» Work request:
What the task requires is each entry, restated exactly.

» Extracted material:
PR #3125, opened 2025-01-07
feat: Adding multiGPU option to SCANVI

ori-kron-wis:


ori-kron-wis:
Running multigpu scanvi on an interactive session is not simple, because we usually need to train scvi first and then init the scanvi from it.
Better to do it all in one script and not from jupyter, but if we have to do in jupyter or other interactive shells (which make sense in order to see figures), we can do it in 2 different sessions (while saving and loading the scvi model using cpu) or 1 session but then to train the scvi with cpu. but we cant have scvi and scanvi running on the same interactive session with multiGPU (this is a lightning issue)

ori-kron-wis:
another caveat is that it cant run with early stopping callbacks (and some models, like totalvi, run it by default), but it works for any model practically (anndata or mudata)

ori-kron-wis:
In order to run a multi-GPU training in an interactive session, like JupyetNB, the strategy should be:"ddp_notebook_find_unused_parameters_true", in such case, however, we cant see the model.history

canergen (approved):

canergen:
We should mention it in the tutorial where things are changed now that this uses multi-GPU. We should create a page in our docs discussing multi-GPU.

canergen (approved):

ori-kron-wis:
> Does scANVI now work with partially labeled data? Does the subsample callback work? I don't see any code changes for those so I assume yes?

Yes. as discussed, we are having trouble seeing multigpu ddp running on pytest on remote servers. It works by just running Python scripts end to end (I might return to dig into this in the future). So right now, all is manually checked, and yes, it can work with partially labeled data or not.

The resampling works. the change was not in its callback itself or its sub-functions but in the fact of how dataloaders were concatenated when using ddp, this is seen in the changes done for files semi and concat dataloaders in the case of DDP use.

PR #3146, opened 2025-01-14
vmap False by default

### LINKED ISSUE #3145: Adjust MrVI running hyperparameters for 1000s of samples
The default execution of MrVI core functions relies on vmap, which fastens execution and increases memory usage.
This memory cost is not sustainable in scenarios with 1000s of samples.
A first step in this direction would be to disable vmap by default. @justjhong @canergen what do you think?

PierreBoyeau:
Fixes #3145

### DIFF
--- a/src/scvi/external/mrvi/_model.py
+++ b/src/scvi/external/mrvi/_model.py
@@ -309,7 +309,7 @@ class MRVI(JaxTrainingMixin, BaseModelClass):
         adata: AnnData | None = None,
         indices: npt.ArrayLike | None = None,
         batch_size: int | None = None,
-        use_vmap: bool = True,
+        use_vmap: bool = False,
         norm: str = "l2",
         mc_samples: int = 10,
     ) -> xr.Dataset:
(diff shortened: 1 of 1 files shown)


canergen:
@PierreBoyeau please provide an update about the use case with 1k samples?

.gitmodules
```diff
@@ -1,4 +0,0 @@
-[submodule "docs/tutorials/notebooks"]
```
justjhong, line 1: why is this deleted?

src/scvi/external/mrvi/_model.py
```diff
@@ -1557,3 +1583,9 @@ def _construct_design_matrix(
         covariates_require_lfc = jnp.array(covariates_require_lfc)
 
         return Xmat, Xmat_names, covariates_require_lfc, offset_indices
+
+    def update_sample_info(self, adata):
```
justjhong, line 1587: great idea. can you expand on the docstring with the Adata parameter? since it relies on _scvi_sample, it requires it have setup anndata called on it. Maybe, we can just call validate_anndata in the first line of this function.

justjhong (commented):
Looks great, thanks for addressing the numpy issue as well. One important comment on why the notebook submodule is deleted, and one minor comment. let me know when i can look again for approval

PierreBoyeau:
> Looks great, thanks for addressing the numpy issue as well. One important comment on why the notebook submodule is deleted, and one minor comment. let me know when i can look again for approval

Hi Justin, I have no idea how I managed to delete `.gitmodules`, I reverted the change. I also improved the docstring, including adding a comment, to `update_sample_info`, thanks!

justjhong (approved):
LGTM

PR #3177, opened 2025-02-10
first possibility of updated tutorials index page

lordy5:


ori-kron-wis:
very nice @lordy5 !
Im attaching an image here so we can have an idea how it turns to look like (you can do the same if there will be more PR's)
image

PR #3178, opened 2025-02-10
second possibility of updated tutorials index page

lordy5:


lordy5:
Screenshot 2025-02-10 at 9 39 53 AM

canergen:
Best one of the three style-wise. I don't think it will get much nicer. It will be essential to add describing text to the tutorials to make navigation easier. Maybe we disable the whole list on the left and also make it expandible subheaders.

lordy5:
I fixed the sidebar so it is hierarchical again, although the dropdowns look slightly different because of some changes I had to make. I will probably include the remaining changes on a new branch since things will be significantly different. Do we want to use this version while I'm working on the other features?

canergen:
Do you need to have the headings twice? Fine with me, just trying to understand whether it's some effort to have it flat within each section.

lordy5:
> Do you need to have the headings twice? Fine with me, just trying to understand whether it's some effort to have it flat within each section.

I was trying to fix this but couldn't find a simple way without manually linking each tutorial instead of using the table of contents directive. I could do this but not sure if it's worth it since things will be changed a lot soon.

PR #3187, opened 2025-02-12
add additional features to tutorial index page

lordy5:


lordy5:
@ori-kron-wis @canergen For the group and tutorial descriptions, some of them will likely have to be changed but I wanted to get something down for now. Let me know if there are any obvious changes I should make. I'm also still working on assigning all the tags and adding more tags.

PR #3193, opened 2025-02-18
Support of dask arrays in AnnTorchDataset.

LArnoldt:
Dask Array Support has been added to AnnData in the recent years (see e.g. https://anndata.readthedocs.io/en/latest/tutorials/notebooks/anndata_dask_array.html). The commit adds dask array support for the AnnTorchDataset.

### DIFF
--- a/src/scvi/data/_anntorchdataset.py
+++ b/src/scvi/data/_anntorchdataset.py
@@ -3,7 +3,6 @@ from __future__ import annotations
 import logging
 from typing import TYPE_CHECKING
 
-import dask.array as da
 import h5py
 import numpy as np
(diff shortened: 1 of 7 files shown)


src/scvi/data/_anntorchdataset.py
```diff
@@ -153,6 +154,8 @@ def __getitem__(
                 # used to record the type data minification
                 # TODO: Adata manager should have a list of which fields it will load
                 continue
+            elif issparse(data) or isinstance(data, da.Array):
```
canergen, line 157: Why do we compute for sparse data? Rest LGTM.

» Your solution:
PR #3125, opened 2025-01-07
feat: Adding multiGPU option to SCANVI

ori-kron-wis:


ori-kron-wis:
Running multigpu scanvi on an interactive session is not simple, because we usually need to train scvi first and then init the scanvi from it.
Better to do it all in one script and not from jupyter, but if we have to do in jupyter or other interactive shells (which make sense in order to see figures), we can do it in 2 different sessions (while saving and loading the scvi model using cpu) or 1 session but then to train the scvi with cpu. but we cant have scvi and scanvi running on the same interactive session with multiGPU (this is a lightning issue)

ori-kron-wis:
another caveat is that it cant run with early stopping callbacks (and some models, like totalvi, run it by default), but it works for any model practically (anndata or mudata)

ori-kron-wis:
In order to run a multi-GPU training in an interactive session, like JupyetNB, the strategy should be:"ddp_notebook_find_unused_parameters_true", in such case, however, we cant see the model.history

canergen (approved):

canergen:
We should mention it in the tutorial where things are changed now that this uses multi-GPU. We should create a page in our docs discussing multi-GPU.

canergen (approved):

ori-kron-wis:
> Does scANVI now work with partially labeled data? Does the subsample callback work? I don't see any code changes for those so I assume yes?

Yes. as discussed, we are having trouble seeing multigpu ddp running on pytest on remote servers. It works by just running Python scripts end to end (I might return to dig into this in the future). So right now, all is manually checked, and yes, it can work with partially labeled data or not.

The resampling works. the change was not in its callback itself or its sub-functions but in the fact of how dataloaders were concatenated when using ddp, this is seen in the changes done for files semi and concat dataloaders in the case of DDP use.

PR #3146, opened 2025-01-14
vmap False by default

### LINKED ISSUE #3145: Adjust MrVI running hyperparameters for 1000s of samples
The default execution of MrVI core functions relies on vmap, which fastens execution and increases memory usage.
This memory cost is not sustainable in scenarios with 1000s of samples.
A first step in this direction would be to disable vmap by default. @justjhong @canergen what do you think?

PierreBoyeau:
Fixes #3145

### DIFF
--- a/src/scvi/external/mrvi/_model.py
+++ b/src/scvi/external/mrvi/_model.py
@@ -309,7 +309,7 @@ class MRVI(JaxTrainingMixin, BaseModelClass):
         adata: AnnData | None = None,
         indices: npt.ArrayLike | None = None,
         batch_size: int | None = None,
-        use_vmap: bool = True,
+        use_vmap: bool = False,
         norm: str = "l2",
         mc_samples: int = 10,
     ) -> xr.Dataset:
(diff shortened: 1 of 1 files shown)


canergen:
@PierreBoyeau please provide an update about the use case with 1k samples?

.gitmodules
```diff
@@ -1,4 +0,0 @@
-[submodule "docs/tutorials/notebooks"]
```
justjhong, line 1: why is this deleted?

src/scvi/external/mrvi/_model.py
```diff
@@ -1557,3 +1583,9 @@ def _construct_design_matrix(
         covariates_require_lfc = jnp.array(covariates_require_lfc)
 
         return Xmat, Xmat_names, covariates_require_lfc, offset_indices
+
+    def update_sample_info(self, adata):
```
justjhong, line 1587: great idea. can you expand on the docstring with the Adata parameter? since it relies on _scvi_sample, it requires it have setup anndata called on it. Maybe, we can just call validate_anndata in the first line of this function.

justjhong (commented):
Looks great, thanks for addressing the numpy issue as well. One important comment on why the notebook submodule is deleted, and one minor comment. let me know when i can look again for approval

PierreBoyeau:
> Looks great, thanks for addressing the numpy issue as well. One important comment on why the notebook submodule is deleted, and one minor comment. let me know when i can look again for approval

Hi Justin, I have no idea how I managed to delete `.gitmodules`, I reverted the change. I also improved the docstring, including adding a comment, to `update_sample_info`, thanks!

justjhong (approved):
LGTM

PR #3177, opened 2025-02-10
first possibility of updated tutorials index page

lordy5:


ori-kron-wis:
very nice @lordy5 !
Im attaching an image here so we can have an idea how it turns to look like (you can do the same if there will be more PR's)
image

PR #3178, opened 2025-02-10
second possibility of updated tutorials index page

lordy5:


lordy5:
Screenshot 2025-02-10 at 9 39 53 AM

canergen:
Best one of the three style-wise. I don't think it will get much nicer. It will be essential to add describing text to the tutorials to make navigation easier. Maybe we disable the whole list on the left and also make it expandible subheaders.

lordy5:
I fixed the sidebar so it is hierarchical again, although the dropdowns look slightly different because of some changes I had to make. I will probably include the remaining changes on a new branch since things will be significantly different. Do we want to use this version while I'm working on the other features?

canergen:
Do you need to have the headings twice? Fine with me, just trying to understand whether it's some effort to have it flat within each section.

lordy5:
> Do you need to have the headings twice? Fine with me, just trying to understand whether it's some effort to have it flat within each section.

I was trying to fix this but couldn't find a simple way without manually linking each tutorial instead of using the table of contents directive. I could do this but not sure if it's worth it since things will be changed a lot soon.

PR #3187, opened 2025-02-12
add additional features to tutorial index page

lordy5:


lordy5:
@ori-kron-wis @canergen For the group and tutorial descriptions, some of them will likely have to be changed but I wanted to get something down for now. Let me know if there are any obvious changes I should make. I'm also still working on assigning all the tags and adding more tags.

PR #3193, opened 2025-02-18
Support of dask arrays in AnnTorchDataset.

LArnoldt:
Dask Array Support has been added to AnnData in the recent years (see e.g. https://anndata.readthedocs.io/en/latest/tutorials/notebooks/anndata_dask_array.html). The commit adds dask array support for the AnnTorchDataset.

### DIFF
--- a/src/scvi/data/_anntorchdataset.py
+++ b/src/scvi/data/_anntorchdataset.py
@@ -3,7 +3,6 @@ from __future__ import annotations
 import logging
 from typing import TYPE_CHECKING
 
-import dask.array as da
 import h5py
 import numpy as np
(diff shortened: 1 of 7 files shown)


src/scvi/data/_anntorchdataset.py
```diff
@@ -153,6 +154,8 @@ def __getitem__(
                 # used to record the type data minification
                 # TODO: Adata manager should have a list of which fields it will load
                 continue
+            elif issparse(data) or isinstance(data, da.Array):
```
canergen, line 157: Why do we compute for sparse data? Rest LGTM.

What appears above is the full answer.